Appendix G What is the reason for the saturation of NN’s accuracy?

The low accuracy is because of two reasons,

(1) Background fraction. Higher background fractions imply lower prediction accuracy within our expectation. Clearly at an extreme case 100% background fraction will result in a zero accuracy. To make this point clear, we study how the prediction accuracy varies with background fractions, with lots of samples ( $\mathcal{S}^{0}$ , $\mathcal{S}^{10}$ , $\mathcal{S}^{20}$ , $\mathcal{S}^{30}$ , $\mathcal{S}^{40}$ , $\mathcal{S}^{50}$ , $\mathcal{S}^{60}$ , $\mathcal{S}^{70}$ , $\mathcal{S}^{80}$ , $\mathcal{S}^{90}$ , $\mathcal{S}^{92}$ , $\mathcal{S}^{94}$ , $\mathcal{S}^{96}$ ), as summarized in the Tab. 5 (1st and 2nd column), and Fig. 17 (left).

(2) The forth label, since the peak corresponding to the forth label is submerged in background, the NN fails to predict this label. Thus when we count correct predictions including this label “OOOO” (2nd column), the accuracy drops down. In turn, when we count correct predictions excluding this label “OOOX” (3rd column), the accuracy goes up. Please see also Fig. 17. We also show the more results (accuracy of “OXXX”, “XOXX”, “XXOX”, “XXXO”) in Fig. 17 (right), and find that the accuracy of “XXXO” is the lowest.

Table 5: The value of accuracy with background fraction. Where “O” and “X” same as Fig. 17. “OOOO” means testing the accuracy of all labels, “OOOX” means only testing the accuracy of first three labels.

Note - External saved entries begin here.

PR #1306, opened 2016-06-04
Merge the sbt compiler bridge as a subproject of dotty

smarter:
Note that if we want to run the bridge tests on every PR we should add the following to a Jenkins job:
```
sbt bridge/test
sbt bridge/scripted
```
The scripted tests take a fair amount of time (27 minutes here) so we may not want to do that right now, this will get better once we base ourselves on sbt 1.0.


smarter:
Review by @felixmulder

felixmulder:
Aside from those two comments LGTM

felixmulder:
LGTM (once those two comments have been answered)

felixmulder:
Also, great job! I think we can all agree that you're the MVP of the week! :tada:

DarkDimius:
I'd prefer to have commits in this PR squashed for several reasons:
 - they do not show up on github;
 - they make my local tooling(SourceTree) go into infinite cycle;
 - the last commit in any case screws the blame history(at least in my IDE) so I don't see much value in maintaining it given that it breaks tooling(both on github and locally).

Otherwise LGTM.

smarter:
> the last commit in any case screws the blame history
`git blame bridge/src/main/scala/xsbt/CompilerInterface.scala` seems to display the correct thing.

Anyway, seems like you're trying to use a bunch of broken tools, feel free to change this PR to make them work with your tools, but maybe you should change tools ;)

smarter:
If you do squash the commits, the commit message should at least include a link to https://github.com/smarter/dotty-bridge so that people can find the real history.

Background fraction	Accuracy of “OOOO”(%)	Accuracy of “OOOX”(%)
$\mathcal{S}^{0}$	95.70	99.14
$\mathcal{S}^{10}$	95.03	98.80
$\mathcal{S}^{20}$	94.73	98.86
$\mathcal{S}^{30}$	94.56	99.10
$\mathcal{S}^{40}$	93.52	98.74
$\mathcal{S}^{50}$	92.49	98.60
$\mathcal{S}^{60}$	91.70	98.70
$\mathcal{S}^{70}$	89.52	97.91
$\mathcal{S}^{80}$	85.99	96.45
$\mathcal{S}^{90}$	74.70	91.93
$\mathcal{S}^{92}$	73.11	90.90
$\mathcal{S}^{94}$	65.30	86.62
$\mathcal{S}^{96}$	56.02	77.30

Appendix H SHAP Value

The SHapley Additive exPlanation (SHAP) value is widely used as a feature importance metric for well-established models in machine learning. One of prevailing methods for estimating neural network model features is the DeepLIFT algorithm based DeepExplainer. A positive (negative) SHAP value indicates that a given data point is pushing the NN classification in favor of (against) a given class. A large absolute SHAP value implies a large impact of a given mass bin on the classification. The method requires a dataset as a reference (or denoted as background) for evaluating network features, and we test the SHAP values of 1000 { $\mathcal{S}^{90}$ } samples and the SHAP values of experimental data with our network based on 3000 { $\mathcal{S}^{90}$ } samples as a reference. Fig.18 shows the SHAP values of experimental data corresponding to 15 labels, indicating that data points around the peaks in the mass spectrum have a greater impact. Fig. 19 shows the SHAP values of MC samples corresponding to 15 labels.